Understanding the units of wavelet time & frequency resolution

Question

While using a continuous wavelet transform for my research project, I came up with some questions.

Having a set of equations for a Morlet wavelet,

$\psi(t)=\sqrt{\frac{2}{\pi}}e^{-t^2/2}e^{i6t}$
$\hat{\psi}(\omega)=2e^{-(\omega-6)^2/2}$

I have calculated the time and frequency resolution (i.e., $\Delta t$ and $\Delta \omega$, respecitvely) such that

$\sigma_\psi^2=\frac{\int_{-\infty}^{\infty}(t-t_0)^2|\psi(t)|^2dt}{\int_{-\infty}^{\infty}|\psi(t)|^2dt}=\frac{1}{2}$ and $\sigma_\hat{\psi}^2=\frac{\int_{-\infty}^{\infty}(\omega-\omega_0)^2|\hat{\psi}(\omega)|^2d\omega}{\int_{-\infty}^{\infty}|\hat{\psi}(\omega)|^2d\omega}=\frac{1}{2}$ where $t_0=0$ and $\omega_0=6=2\pi f_0$ $\Delta t=\sigma_t=s\sigma_\psi$ and $\Delta \omega=\sigma_\omega=\frac{\sigma_\hat{\psi}}{s}$ where the scale $s$ is approximated with $\frac{f_0}{f\cdot \text{sampling period}}$

I have been trying to calculate the Heisenberg box as the intervals $[t-\frac{\sigma_t}{2},t+\frac{\sigma_t}{2}]$ and $[\omega-\frac{\sigma_\omega}{2},\omega+\frac{\sigma_\omega}{2}]$, but the computation resulted with counterintuitive values, with $\Delta t$ being extremely large and $\Delta \omega$ being extremely small for almost every $t$ and $\omega$ values I plugged in.

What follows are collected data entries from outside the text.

PR #7293, opened 2018-05-25
windows_task: Fix for task is not idempotent when task name includes parent folder

### LINKED ISSUE #7291: windows_task not idempotent when task_name includes parent folder
## Description

The windows_task not idempotent when task_name includes parent folder. The resource will converge every time as a result, even when properties have not changed.

## Chef Version

14.1.12

## Platform Version

Windows Server 2016

## Replication Case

As I read some previous posts (including here), it seems the problem may be coming from the units of the resolutions. I read that the units of $\Delta t$ and $\Delta \omega$ are

$[\Delta t] = \frac{\text{samples}}{\text{cycles}\cdot\text{radians}}$
$[\Delta \omega] = \frac{\text{cycles}\cdot\text{radians}}{\text{samples}}$

If I convert samples to seconds, the resulting intervals for the Heisenberg box seem to make sense. However, even if I change samples to seconds, the units still include cycles in them, and I do not know how I should interpret the values qualitatively.

My main questions therefore are (1) if the equations defining $\Delta t$, $\Delta \omega$, and $s$ are mathematically correct, and (2) how I should change the units of time and frequency resolution so I can interpret them in seconds and Hz.

Thank you very much.

Answer 1

Confusion seems rooted in notation:

• In $s = f_0 / (f \cdot \text{sampling rate})$, $f_0$ is the center frequency of mother $\psi$, and $f$ is the center frequency of the scaled $\psi$, i.e. $\psi_s$.
• In $\sigma_{\hat\psi}=$ ..., $\omega_0$ is the (radian) center frequency of the wavelet of interest, or $\psi_s$, rather than $\omega_0=2\pi f_0$.
• However, you can compute sigma of scaled from sigma of mother via: $\sigma_{\hat\psi_s} = \sigma_{\hat\psi} / s$ (see under 4.54).
• $\text{sampling rate}$ is only relevant in discretized computations and must get canceled to yield physical units (Hz, sec, etc), so if you seek only physical use $s = f_0 / f_s$ (adjusted $f\rightarrow f_s$ to avoid confusion; recall that $f$ (or $\omega$) is what we integrate over, rather than plug in)
• Do not involve $\text{sampling rate}$ in defining $\psi, \hat\psi$, scaled, or computing $\sigma$, or effectively most formulas you come across unless they explicitly include it, it's only to be used after computation, e.g. you first find $\sigma_{\hat\psi}$ without $\text{sampling rate}$, and then rescale as in $(4)$ here.
• You commented "$\sigma_\omega$ Hz", but it's actually "rad-Hz"; to get Hz do $f=\omega / (2\pi)$.

Let me know if this makes sense (if not, again with a specific example).